---------- Records to use ----------

PR #567, opened 2022-04-21
sdbus-c++-libsystemd: bugfix dev package is not installed

karthago1:
since sdbus-c++-libsystemd outputs only static libraries, it will
not be installed inside the SDK.

add RDEPENDS:${PN}-dev = "" to remove the dependency to the empty package
when installing the sdbus-c++-libsystemd-dev into the SDK

without this change the SDK is missing sdbus-c++-dev and sdbus-c++-libsystemd-dev

Signed-off-by: Ben Fekih, Hichem <hichem.benfekih@ifm.com>

### DIFF
--- a/meta-oe/recipes-core/sdbus-c++/sdbus-c++-libsystemd_250.3.bb
+++ b/meta-oe/recipes-core/sdbus-c++/sdbus-c++-libsystemd_250.3.bb
@@ -59,6 +59,8 @@ EXTRA_OEMESON += "-Dstatic-libsystemd=pic"
 
 S = "${WORKDIR}/git"
 
+RDEPENDS:${PN}-dev = ""
+
 do_compile() {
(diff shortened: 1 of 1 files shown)


kraj:
can you try using `RDEPENDS:${PN}-dev = ""` instead ?

karthago1:
@kraj yes it works also, is there any reason to use `RDEPENDS:${PN}-dev = ""` over `ALLOW_EMPTY:${PN} = "1" ` ?

shr-project:
As explained many times in various places ALLOW_EMPTY just adds completely useless empty package into the image. And creates confusion when someone "installs" the package on target just to discover that the package manager downloaded and installed useless thing which was created just to keep default runtime dependencies in recipes happy.

karthago1:
thank you for the explanation.

kraj:
applied with ec6d073518

PR #577, opened 2022-05-30
Add recipe for Perfetto

quadpixels:
Hello,

This is the rough shape of a BitBake recipe for the [Perfetto](https://perfetto.dev/) performance profiler/visulizer. Perfetto already works for a few OSes on a few architectures such as X86, ARM32 and ARM64, and we recently tested it with OpenBMC (which is mostly ARM).

I'm not super fluent with BitBake, and had done a few ugly steps to make the compilation process pass (I have only tested for OpenBMC-based systems:)

I would like to have some comments on:
* I need to execute the `tools/install-build-deps` script during a Yocto stage that allows network connection
  * Need to make the `curl` tool available to Bitbake
  * Need to make the CA bundle available to Bitbake so curl can access the HTTPS URL
* Because `tools/install-build-deps` is run from the Git working directory, I had to override the unpack step too
* Perfetto builds by generating Ninja scripts with `gn`, and I manually edited the Ninja scripts with a few shell commands, because `gn` only generates certain combinations (linux/macos/windows/solaris, etc + x86/arm/arm64, etc)
* I overrode the `package_qa` task with a no-op to silence the GNU_HASH error

Any comments would be greatly appreciated.
Thanks!

### DIFF
--- a/meta-oe/recipes-devtools/perfetto/perfetto.bb
+++ b/meta-oe/recipes-devtools/perfetto/perfetto.bb
@@ -1,0 +1,151 @@
+LICENSE = "Apache-2.0 & BSD-3-Clause & MIT & Zlib"
+
+LIC_FILES_CHKSUM = "file://LICENSE;md5=f87516e0b698007e9e75a1fe1012b390 \
+                    file://buildtools/libcxx/LICENSE.TXT;md5=55d89dd7eec8d3b4204b680e27da3953 \
+                    file://buildtools/libcxx/utils/google-benchmark/LICENSE;md5=3b83ef96387f14655fc854ddc3c6bd57 \
+                    file://buildtools/libcxxabi/LICENSE.TXT;md5=7b9334635b542c56868400a46b272b1e \
+                    file://buildtools/libunwind/LICENSE.TXT;md5=f66970035d12f196030658b11725e1a1 \
+                    file://buildtools/protobuf/LICENSE;md5=37b5762e07f0af8c74ce80a8bda4266b \
+                    file://buildtools/zlib/LICENSE;md5=f09575dbfb09420642318b413159496f \
+                    file://debian/copyright;md5=4e08364c82141f181de69d0a2b89d612 \
+                    file://python/LICENSE;md5=c602a632c34ade9c78a976734077bce7"
+
+SRC_URI = "git://github.com/google/perfetto.git;branch=master;protocol=https;name=perfetto \
+           git://github.com/protocolbuffers/protobuf.git;branch=3.9.x;protocol=https;destsuffix=git/buildtools/protobuf;name=protobuf \
+           git://chromium.googlesource.com/external/github.com/llvm/llvm-project/libcxx.git;protocol=https;destsuffix=git/buildtools/libcxx;branch=main;name=libcxx \
+           git://chromium.googlesource.com/external/github.com/llvm/llvm-project/libcxxabi.git;protocol=https;destsuffix=git/buildtools/libcxxabi;branch=main;name=libcxxabi \
+           git://chromium.googlesource.com/external/github.com/llvm/llvm-project/libunwind.git;protocol=https;destsuffix=git/buildtools/libunwind;branch=main;name=libunwind \
+           git://android.googlesource.com/platform/external/zlib.git;branch=master;protocol=https;destsuffix=git/buildtools/zlib;name=zlib \
+           https://storage.googleapis.com/perfetto/gn-linux64-1968-0725d782;subdir=git/buildtools/;name=gn \
+           file://0001-Remove-check_build_deps-build-steps.patch "
+
+SRCREV_perfetto = "5bd3f582c075d0d026c5fe0b5e291d34dee0d976"
+SRCREV_protobuf = "6a59a2ad1f61d9696092f79b6d74368b4d7970a3"
+SRCREV_libcxx = "d9040c75cfea5928c804ab7c235fed06a63f743a"
+SRCREV_libcxxabi = "196ba1aaa8ac285d94f4ea8d9836390a45360533"
+SRCREV_libunwind = "d999d54f4bca789543a2eb6c995af2d9b5a1f3ed"
+SRCREV_zlib = "5c85a2da4c13eda07f69d81a1579a5afddd35f59"
+SRC_URI[gn.sha256sum] = "f706aaa0676e3e22f5fc9ca482295d7caee8535d1869f99efa2358177b64f5cd"
+
+DEPENDS += " ninja-native"
+
+COMPATIBLE_HOST = "(i.86|x86_64|aarch64|arm).*-linux*"
+
+FILES:${PN}:append = " \
+  ${bindir}/tracebox \
+  "
+
+S = "${WORKDIR}/git"
+B = "${WORKDIR}/build"
+
+# Run the GN (Generate Ninja) script, and replace the compiler flags where applicable
+do_configure () {
+    # Configuration needs to be done from the source directory
+    cd ${S}
+    # Rename a few build tools if they have not been renamed
+    cd buildtools
+    x="gn-linux64-1968-0725d782"
+    [ -f $x ] && mkdir linux64 && mv $x linux64/gn
+    chmod +x linux64/gn
+    cd ..
+
+    CC_BIN=`echo $CC | awk '{print $1}'`
+    CXX_BIN=`echo $CXX | awk '{print $1}'`
+    STRIP_BIN=`echo $STRIP | awk '{print $1}'`
+
+    ARGS="is_debug=false "  # Tell gn to use release mode
+
+    if [ -z `echo ${TOOLCHAIN} | grep clang` ]; then
+        ARGS=$ARGS" is_clang=false"
+    else
+        ARGS=$ARGS" is_clang=true"
+    fi
+    
+    # Architecture parameter accepted by Perfetto
+    arch=${TARGET_ARCH}
+    if [ $arch = "i686" ]; then
+        arch="x86"
+    elif [ $arch = "x86_64" ]; then
+        arch="x64"
+    elif [ $arch = "aarch64" ]; then
+        arch="arm64"
+    fi
+    
+    # For ARM32 with hardware floating point using clang and musl, we need to
+    # specify -mfloat-abi=hard to make the ABI settings of the linker and the
+    # compiler match. The linker would use hardware float ABI. The compiler does
+    # not. As a result we need to force the compiler to do so by adding
+    # -mfloat-abi=hard to compilation flags.
+    FLOAT_ABI=""
+    if [[ "${@bb.utils.contains('TUNE_FEATURES', 'callconvention-hard', 'true', 'false', d)}" == "true" ]]; then
+      FLOAT_ABI="-mfloat-abi=hard"
+    fi
+
+    ARGS=$ARGS" target_os=\"linux\""
+    ARGS=$ARGS" target_cpu=\"$arch\""
+    ARGS=$ARGS" target_cc=\"$CC_BIN ${FLOAT_ABI}\""
+    ARGS=$ARGS" target_cxx=\"$CXX_BIN -std=c++11 ${FLOAT_ABI}\""
+    ARGS=$ARGS" target_strip=\"$STRIP_BIN\"" #
+    ARGS=$ARGS" target_sysroot=\"${RECIPE_SYSROOT}\""
+    ARGS=$ARGS" target_linker=\"$CC_BIN ${FLOAT_ABI} ${LDFLAGS}\""
+    ARGS=$ARGS" target_ar=\"$AR\""
+    ARGS="'$ARGS'"
+    cmd="tools/gn gen --args=$ARGS ${B}"
+
+    echo $cmd
+    # Use eval, not just call $cmd, due to escaping of single quotation marks
+    eval $cmd
+
+    cd ${B}
+    # Eliminate a few incompatible build flags
+    REPLACES="s/-Wl,--icf=all//g"
+    REPLACES=$REPLACES";s/-Werror//g"
+    REPLACES=$REPLACES";s/-mfpu=neon//g"
+    REPLACES=$REPLACES";s/-fcolor-diagnostics//g"
+    REPLACES=$REPLACES";s/=format-security//g"
+    REPLACES=$REPLACES";s/-fdiagnostics-show-template-tree//g"
+    REPLACES=$REPLACES";s/-D_FORTIFY_SOURCE=2//g"
+    REPLACES=$REPLACES";s/-fuse-ld=\S*//g"
+
+    find . -name "*.ninja" | xargs sed $REPLACES -i
+
+    # If using the clang toolchain: use the clang host-side binaries built by Bitbake
+    if [ "${TOOLCHAIN}" = "clang" ]; then
+        BB_CLANGXX="${BUILD_CXX} ${BUILD_LDFLAGS} ${FLOAT_ABI}"
+        BB_CLANG="${BUILD_CC} ${FLOAT_ABI}"
+        BB_LLVM_OBJCOPY="${RECIPE_SYSROOT_NATIVE}/usr/bin/llvm-objcopy"
+        
+        HOST_CLANGXX="${STAGING_DIR_NATIVE}/usr/bin/clang++ -stdlib=libc++ -rtlib=libgcc -unwindlib=libgcc ${FLOAT_ABI}"
+        HOST_CLANG="${STAGING_DIR_NATIVE}/usr/bin/clang ${FLOAT_ABI}"
+        HOST_LLVM_OBJCOPY="${STAGING_DIR_NATIVE}/usr/bin/llvm-objcopy"
+
+        cd gcc_like_host
+        REPLACES="s:\S*clang++ :$HOST_CLANGXX :g"
+        REPLACES=$REPLACES";s:\S*clang :$HOST_CLANG :g"
+        REPLACES=$REPLACES";s:\S*llvm-objcopy :$HOST_LLVM_OBJCOPY :g"
+        find . -name "*.ninja" | xargs sed "$REPLACES" -i
+        cd ..
+    fi
+    # Done processing the Ninja files
+
+    # Workaround for the functions not supported by musl
+    if [ "${TCLIBC}" = "musl" ]; then
+        sed -e 's/strtoll_l(__a, \&__p2, __base, _LIBCPP_GET_C_LOCALE)/strtoll(__a, \&__p2, __base)/g' \
+            -e 's/strtoull_l(__a, \&__p2, __base, _LIBCPP_GET_C_LOCALE)/strtoull(__a, \&__p2, __base)/g' \
+            ${S}/buildtools/libcxx/include/locale -i
+    fi
+}
+
+# Perfetto generates a few different binaries, such as traced and traced_probes and perfetto.
+# The "tracebox" is a busybox that combines the 3 above and provides a single stop for trace capture, so we only build "tracebox" here.
+do_compile () {
+    cd ${B}
+    ninja -C . tracebox
+}
+
+do_install () {
+    BIN_DIR=${D}${bindir}
+
+    install -d -m0755 $BIN_DIR
+    install ${B}/tracebox $BIN_DIR/tracebox
+}
--- a/meta-oe/recipes-devtools/perfetto/files/0001-Remove-check_build_deps-build-steps.patch
+++ b/meta-oe/recipes-devtools/perfetto/files/0001-Remove-check_build_deps-build-steps.patch
@@ -1,0 +1,71 @@
+From 3b7091243ec03054ca8800b51b85a1c09e7e3075 Mon Sep 17 00:00:00 2001
+From: Sui Chen <suichen6@gmail.com>
+Date: Mon, 13 Jun 2022 17:46:49 +0000
+Subject: [PATCH] Remove "check_build_deps" build steps
+
+When building with Bitbake, we want Bitbake to manage our dependencies,
+so we remove the "check_build_deps" steps from Perfetto.
+
+Also setting "is_cross_compiling" to true, so that the host-side tools
+(such as protoc) will always be generated using the native toolchain,
+rather than the Bitbake-generated one.
+
+Signed-off-by: Sui Chen <suichen6@gmail.com>
+---
+ gn/BUILD.gn                  |  1 -
+ gn/standalone/BUILD.gn       | 12 ++++++------
+ gn/standalone/BUILDCONFIG.gn |  5 +++--
+ 3 files changed, 9 insertions(+), 9 deletions(-)
+
+diff --git a/gn/BUILD.gn b/gn/BUILD.gn
+index 8a7ca72a8..e4a2d39f0 100644
+--- a/gn/BUILD.gn
++++ b/gn/BUILD.gn
+@@ -111,7 +111,6 @@ group("default_deps") {
+   deps = [ ":gen_buildflags" ]
+   if (perfetto_build_standalone) {
+     public_deps = [
+-      "//gn/standalone:check_build_deps",
+       "//gn/standalone/libc++:deps",
+       "//gn/standalone/sanitizers:deps",
+     ]
+diff --git a/gn/standalone/BUILD.gn b/gn/standalone/BUILD.gn
+index 582e9b867..9c77ac64c 100644
+--- a/gn/standalone/BUILD.gn
++++ b/gn/standalone/BUILD.gn
+@@ -441,10 +441,10 @@ config("android_liblog") {
+ }
+ 
+ # Checks that tools/install-build-deps has been run since it last changed.
+-perfetto_check_build_deps("check_build_deps") {
+-  args = []
+-}
++#perfetto_check_build_deps("check_build_deps") {
++#  args = []
++#}
+ 
+-perfetto_check_build_deps("check_build_deps_android") {
+-  args = [ "--android" ]
+-}
++#perfetto_check_build_deps("check_build_deps_android") {
++#  args = [ "--android" ]
++#}
+diff --git a/gn/standalone/BUILDCONFIG.gn b/gn/standalone/BUILDCONFIG.gn
+index 6f32686c1..c041989b0 100644
+--- a/gn/standalone/BUILDCONFIG.gn
++++ b/gn/standalone/BUILDCONFIG.gn
+@@ -59,8 +59,9 @@ declare_args() {
+   # the ossfuzz sanitizer overrides this to true. In that config the
+   # host/target cpu and arch are identical, but we want to build only the
+   # targets with the sanitizer/fuzzer flags
+-  is_cross_compiling =
+-      target_cpu != host_cpu || target_os != host_os || target_triplet != ""
++
++  # for Bitbake build
++  is_cross_compiling = true
+ }
+ default_configs = [
+   "//gn/standalone:debug_symbols",
+-- 
+2.37.1
+


meta-oe/recipes-devtools/perfetto/perfetto.bb
```diff
@@ -0,0 +1,145 @@
...
+# To avoid the GNU_HASH warning
+TARGET_CC_ARCH += "${LDFLAGS}"
+
+S = "${WORKDIR}/git"
+
+FILES:${PN}:append = " \
+  ${bindir}/tracebox \
+  "
+
+# Perfetto includes an "install-build-deps" script. It requires network connection.
```
kraj, line 39: this should be perhaps improved. We need to express the SRC_URIs to include all thats needed. The current do_fetch seems a bit clunky

meta-oe/recipes-devtools/perfetto/perfetto.bb
```diff
@@ -0,0 +1,145 @@
...
+do_unpack() {
+    tar xfz ../../../../../downloads/perfetto.tar.gz
+    [ -d git ] && rm -r -f git
+    mv perfetto git
+}
+
+# Run the GN (Generate Ninja) script using the Linux-Arm configuration
+# and replace the compiler flags
+do_configure () {
+    SYSROOT=`echo $CC | grep -oi "\-\-sysroot=.*" | sed -s "s/--sysroot=//g"`
```
kraj, line 85: there is a bitbake variable containing this value called RECIPE_SYSROOT

meta-oe/recipes-devtools/perfetto/perfetto.bb
```diff
@@ -0,0 +1,145 @@
...
+    BUILD_DIR=${WORKDIR}"/build"
```
kraj, line 86: Use B instead of defining duplicate BUILD_DIR

kraj (changes requested):

meta-oe/recipes-devtools/perfetto/perfetto.bb
quadpixels: Done.

meta-oe/recipes-devtools/perfetto/perfetto.bb
quadpixels: It seems `B` evaluates to `/opt/evb-ast2500/tmp/work/arm1176jzs-openbmc-linux-gnueabi/perfetto/1.0-r0/git` on my system, so I would need to use ${B}/../build and that may not be as good as BUILD_DIR.

meta-oe/recipes-devtools/perfetto/perfetto.bb
```diff
@@ -0,0 +1,145 @@
...
+    
+    echo "Installing dependencies"
+    tools/install-build-deps
+
+    CC_BIN=`echo $CC | awk '{print $1}'`
+    CXX_BIN=`echo $CXX | awk '{print $1}'`
+    STRIP_BIN=`echo $STRIP | awk '{print $1}'`
+
+    ARGS="is_debug=false "  # Tell gn to use release mode
+    ARGS=$ARGS" is_clang=false"
```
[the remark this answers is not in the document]
quadpixels: Done. Tested by setting `TOOLCHAIN=clang`, the build process completes.

meta-oe/recipes-devtools/perfetto/perfetto.bb
quadpixels: Could you explain does `express the SRC_URIs to include all thats needed` mean? I can also look into other recipes to see how this is handled.

It is now clunky because I need to run `python3 tools/install-build-deps` in the fetch step (which requires network connection, so it has to be in the fetch step), and have Bitbake pack the source tree plus the installed dependencies into an archive.

shr-project: But calling this script in do_fetch isn't the same as bitbake fetcher fetching it from SRC_URI. Because bitbake fetcher will respect MIRROR/PREMIRROR variables and store the archives in DL_DIR, so next time you build this recipe it won't need to reach the network and just unpack from local DL_DIR.

You need to replicate what this script does (copy the URLs and revision etc) and then persuade the build that the sources are already downloaded (sometimes it's easy and the script just checks that the deps are there, sometimes there are extra variables you can set and sometimes you have to patch the build to allow this behavior. I haven't looked at what perfetto does exactly, but I had to deal with similar issues in meta-ros quite often, you can find some examples there.

meta-oe/recipes-devtools/perfetto/perfetto.bb
```diff
@@ -0,0 +1,145 @@
...
+        python3 tools/install-build-deps
+        cd ..
+        tar cfz perfetto.tar.gz perfetto
+        touch perfetto.tar.gz.done
+        rm -r -f perfetto
+    fi
+}
+
+do_unpack() {
+    tar xfz ../../../../../downloads/perfetto.tar.gz
```
shr-project, line 77: This won't work for with any modification to DL_DIR or TMPDIR, at least use DL_DIR but both do_fetch and do_unpack should be simplified as mentioned above.

quadpixels: Thanks for the suggestion, I replaced `../../../../../downloads` with DL_DIR.

Is the "simplified" referring to "express the SRC_URIs to include all thats needed"? I'm trying to figure out how to do it.

meta-oe/recipes-devtools/perfetto/perfetto.bb
quadpixels: Some small updates: I have made some progress after realizing `SRC_URI` can contain multiple sources/repositories. I'm now trying to figure out how to properly do the "unpack" step. The default unpack seems to overwrite whatever has already been "unpacked" so I'm looking for a way to achieve the desired unpack behavior (copy all dependencies like googletest, protobuf, libcxxabi, etc. into Perfetto.)

quadpixels: So I asked around on the OpenBMC Discord channel and managed to set SRC_URI and eliminated the custom fetch and unpack steps.

meta-oe/recipes-devtools/perfetto/perfetto.bb
shr-project: You can set B = "${WORKDIR}/build" as benefit bitbake will automatically cd to ${B} for configure/compile/install so you don't have to.

meta-oe/recipes-devtools/perfetto/perfetto.bb
```diff
@@ -0,0 +1,151 @@
...
+do_install () {
+    BUILD_DIR=${WORKDIR}/build/
+    BIN_DIR=${D}${bindir}
+
+    install -d -m0755 $BIN_DIR
+    install $BUILD_DIR/tracebox $BIN_DIR/tracebox
+}
+
+do_package_qa() {
+    echo "Skipping package_qa to silence the GNU_HASH error"
```
shr-project, line 150: Use INSANE_SKIP variable if it's too difficult to pass correct LDFLAGS into the build, no need to skip the whole function.

meta-oe/recipes-devtools/perfetto/perfetto.bb
```diff
@@ -0,0 +1,151 @@
+LICENSE = "Apache-2.0 & Unknown"
```
shr-project, line 1: Which parts have unknown license?

meta-oe/recipes-devtools/perfetto/perfetto.bb
```diff
@@ -0,0 +1,151 @@
...
+SRCREV_perfetto = "5bd3f582c075d0d026c5fe0b5e291d34dee0d976"
+SRCREV_googletest = "609281088cfefc76f9d0ce82e1ff6c30cc3591e5"
+SRCREV_protobuf = "6a59a2ad1f61d9696092f79b6d74368b4d7970a3"
+SRCREV_libcxx = "d9040c75cfea5928c804ab7c235fed06a63f743a"
+SRC_URI[libcxx.sha256sum] = "c49ecee61ac94784a08ec9ecd5248512d0899ce88b26a90b9406142d93458c63"
+SRCREV_libcxxabi = "196ba1aaa8ac285d94f4ea8d9836390a45360533"
+SRCREV_libunwind = "d999d54f4bca789543a2eb6c995af2d9b5a1f3ed"
+SRCREV_fuzzer = "debe7d2d1982e540fbd6bd78604bf001753f9e74"
+SRCREV_benchmark = "e991355c02b93fe17713efe04cbc2e278e00fdbd"
+SRCREV_libbacktrace = "177940370e4a6b2509e92a0aaa9749184e64af43"
```
shr-project, line 49: You don't need both SRCREV and SRC_URI checksum, right as you're not fetching libbacktrace with git fetcher.

meta-oe/recipes-devtools/perfetto/perfetto.bb
```diff
@@ -0,0 +1,151 @@
...
+           git://chromium.googlesource.com/chromium/llvm-project/cfe/tools/clang-format.git;protocol=https;destsuffix=git/buildtools/clang-format;name=clang-format \
+           "
+
+# Todo: if toolchain is clang, add clang SRC_URI's, or make Perfetto use Yocto's clang
+
+SRCREV_perfetto = "5bd3f582c075d0d026c5fe0b5e291d34dee0d976"
+SRCREV_googletest = "609281088cfefc76f9d0ce82e1ff6c30cc3591e5"
+SRCREV_protobuf = "6a59a2ad1f61d9696092f79b6d74368b4d7970a3"
+SRCREV_libcxx = "d9040c75cfea5928c804ab7c235fed06a63f743a"
+SRC_URI[libcxx.sha256sum] = "c49ecee61ac94784a08ec9ecd5248512d0899ce88b26a90b9406142d93458c63"
```
shr-project, line 44: This one doesn't seem to be used.

shr-project (changes requested):

meta-oe/recipes-devtools/perfetto/perfetto.bb
quadpixels: It turns out passing the correct LDFLAGS is pretty easy, so this custom do_package_qa is removed.

meta-oe/recipes-devtools/perfetto/perfetto.bb
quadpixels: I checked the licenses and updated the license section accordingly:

----------

**How to complete this task:**
Working from the entries above, find every line in which the word "will" occurs and copy it.

**Finished exercise:**
since sdbus-c++-libsystemd outputs only static libraries, it will
+(such as protoc) will always be generated using the native toolchain,
shr-project: But calling this script in do_fetch isn't the same as bitbake fetcher fetching it from SRC_URI. Because bitbake fetcher will respect MIRROR/PREMIRROR variables and store the archives in DL_DIR, so next time you build this recipe it won't need to reach the network and just unpack from local DL_DIR.
shr-project: You can set B = "${WORKDIR}/build" as benefit bitbake will automatically cd to ${B} for configure/compile/install so you don't have to.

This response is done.